I can’t pay no doctor bills
But whitey’s on the moon
Ten years from now I’ll be payin’ still
While whitey’s on the moon
The man just upped my rent last night
Cause whitey’s on the moon
No hot water, no toilets, no lights
But whitey’s on the moon

If translated through human psychology, this poem resounds with an appeal to fear. It fears poverty. It fears being left out. It fears that someone will rise to the stars, leaving the rest of us here to get our act together, self-actualize, and discover real life.

Normal, productive people when they encounter a bad situation work to improve it. They stop doing whatever self-destructive things they were doing and fix what needs fixing, then pursue whatever is doing well for them. Eventually they rise.

Scott-Heron suffers from being in a White society, and being dependent on that society, and while he hates that, seeing it as his only option. His poem basically amounts to a scream of outrage that money is being spent on greatness instead of subsidizing those who are lost.

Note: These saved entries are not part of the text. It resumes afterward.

PR #1959, opened 2021-11-17
ConstructorMapper: defer throwing exception about missing columns

### LINKED ISSUE #1955: PrepareBatch.executeAndReturnGeneratedKeys().mapTo() fails on empty results on Postgres
Jdbi fails when executing a prepared batch using `executeAndReturnGenereratdKeys` and a globally configured constructor mapper and mapTo(Class) when the result set is empty. 

Here is a sample program to reproduce the problem. As you can see we are batching `insert on conflict ignore`. In case of conflicts on all inserts an empty result is produced causing the logic to specialize the constructor mapper to throw an exception.

```
class Test {
    public record User(String userId) {
    }
    
    public static List<User> insert(Jdbi jdbi, List<User> users) {
        return jdbi.withHandle(h -> {
            PreparedBatch batch = h.prepareBatch("""
                    insert into user (user_id)
                    values (:user_id)
                    on conflict (user_id) do nothing
                    returning user_id
                    """);

            for (User user : users) {
                batch.bind("user_id", user.userId());
                batch.add();
            }

            return batch.executeAndReturnGeneratedKeys()
                    .mapTo(User.class) // logic to resolve mapper fails when result set is empty
                    .list();
        });
    }
    
    public static void foo() {
        Jdbi jdbi = Jdbi.create("some-url-to-postgres");
        jdbi.registerRowMapper((RowMapperFactory) (t, r) ->
                t instanceof Class<?> c && c.isRecord() ? Optional.of(ConstructorMapper.of(c)) : Optional.empty());

        List<User> users = List.of(new User("bob"));
        insert(jdbi, users); // -> bob
        insert(jdbi, users); // fails but should return -> empty list
    }
}
```

A workaround is to replace `mapTo` with an explicit `map`.

```
            return batch.executeAndReturnGeneratedKeys()
                    .map(r -> r.getRow(User.class))
                    .list();
```

stevenschlansker:
until we actually see rows 
fixes #1955

### DIFF
--- a/RELEASE_NOTES.md
+++ b/RELEASE_NOTES.md
@@ -1,6 +1,7 @@
 # Unreleased
   - *SPI change* `@Json String` database type mappers now use `@EncodedJson String` instead (#1953)
   - Sql4JSqlLogger: fix NPE when using Script
+  - fix using ConstructorMapper on empty generated keys results (#1955)
 
 # 3.24.1
   - fix Bean property arguments type being erased on generic beans
--- a/core/pom.xml
+++ b/core/pom.xml
@@ -170,6 +170,7 @@
                                 <exclude>**/TestPreparedBatchGenerateKeysPostgres.java</exclude>
                                 <exclude>**/TestPreparedBatchPG.java</exclude>
                                 <exclude>**/TestScript.java</exclude>
+                                <exclude>**/ConstructorMapperPgTest.java</exclude>
                             </excludes>
                         </configuration>
                     </plugin>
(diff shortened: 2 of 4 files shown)


stevenschlansker:
@hgschmie , the jdk8 tests are failing:
```
[INFO] Running org.jdbi.v3.core.mapper.reflect.ConstructorMapperPgTest
Error:  Tests run: 1, Failures: 0, Errors: 1, Skipped: 0, Time elapsed: 0 s <<< FAILURE! - in org.jdbi.v3.core.mapper.reflect.ConstructorMapperPgTest
Error:  org.jdbi.v3.core.mapper.reflect.ConstructorMapperPgTest  Time elapsed: 0 s  <<< ERROR!
java.lang.UnsupportedClassVersionError: de/softwareforge/testing/postgres/junit5/EmbeddedPgExtension has been compiled by a more recent version of the Java Runtime (class file version 55.0), this version of the Java Runtime only recognizes class file versions up to 52.0
```

Any ideas?

hgschmie:
yes, you need an exclusion to the pom in the jdk8 profile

None of us like poverty, or seeing people in it, but we recognize that it does not occur in a vacuum. That is, one ends up impoverished when one offers little to the world. The solution there lies within the impoverished person, because if they want their situation to change, they must change themselves.

No one wants to change himself. We fear this, because it is the primal fear of all humanity to attempt adaptation and fail, so we do anything we can to push it away, usually in the form of scapegoats. For Gil Scott-Heron, it was the space program.

We listened to him and those like him and changed our focus. Instead of heading to the stars, we looked at all of the fears we had, and started making an all-powerful government to fix those. Welfare checks, free medical care, public schooling, civil rights, equality, and feminism all came out of this.

As a result, during the years since 1963 when the observatory was built, it slowly decayed. Up through the end of the 1990s it was in heavy use and carefully maintained, but then our focus shifted, first to terrorism — only a problem because of diversity — and then diversity itself.

We became fixated not on getting to the moon, but on that lone Black (or other minority, including the Irish) person in his dingy apartment. We spent endlessly. Even more, our focus shifted. Where in the 1960s, our best and brightest aspired to go into the space program, by the 2000s they wanted comfortable corporate jobs connecting refrigerators to Twitter or helping the disenfranchised.

The telescope aged and decayed. It could have been maintained, but that required replacing all of its parts as they passed their operating limit. It required people who could correctly diagnose what needed to be done and understand the engineering behind it. It required massive support from the public.

Our new focus was more concerned with making the staff look like a Netflix reboot — one Black, one Asian, one homosexual, one transgender, and one fat — than it was with getting anything done. Our focus was not the stars, but ourselves, or rather, our fears.

All Late Stage Democracies go out this way. They crumble into ruins because no one is concerned with maintaining civilization, only in parceling out the wealth and power so that “everyone” feels accepted, validated, represented, and otherwise “equal.” We focus on ourselves and find only the worst.

As said many times before, humans in groups focus on what they have in common, which is fear of insufficiency. Consequently, they wage war against sufficiency, and make everyone dependent on a system which wastes all of their time doing nothing important while neglecting real issues.

Our species always needs a goal to shoot for, something to aspire to as opposed to merely reacting to. That includes space travel, but also more learning, refinement of past knowledge, and preservation of the best of human endeavor, as conservatives seek to do.

We have wasted our potential because we were ruled by fear. The solution is not to find another enemy, but to stop focusing on negativity, and instead to look toward improvement. This will not be popular like free stuff and anarchy, but at least, it is real.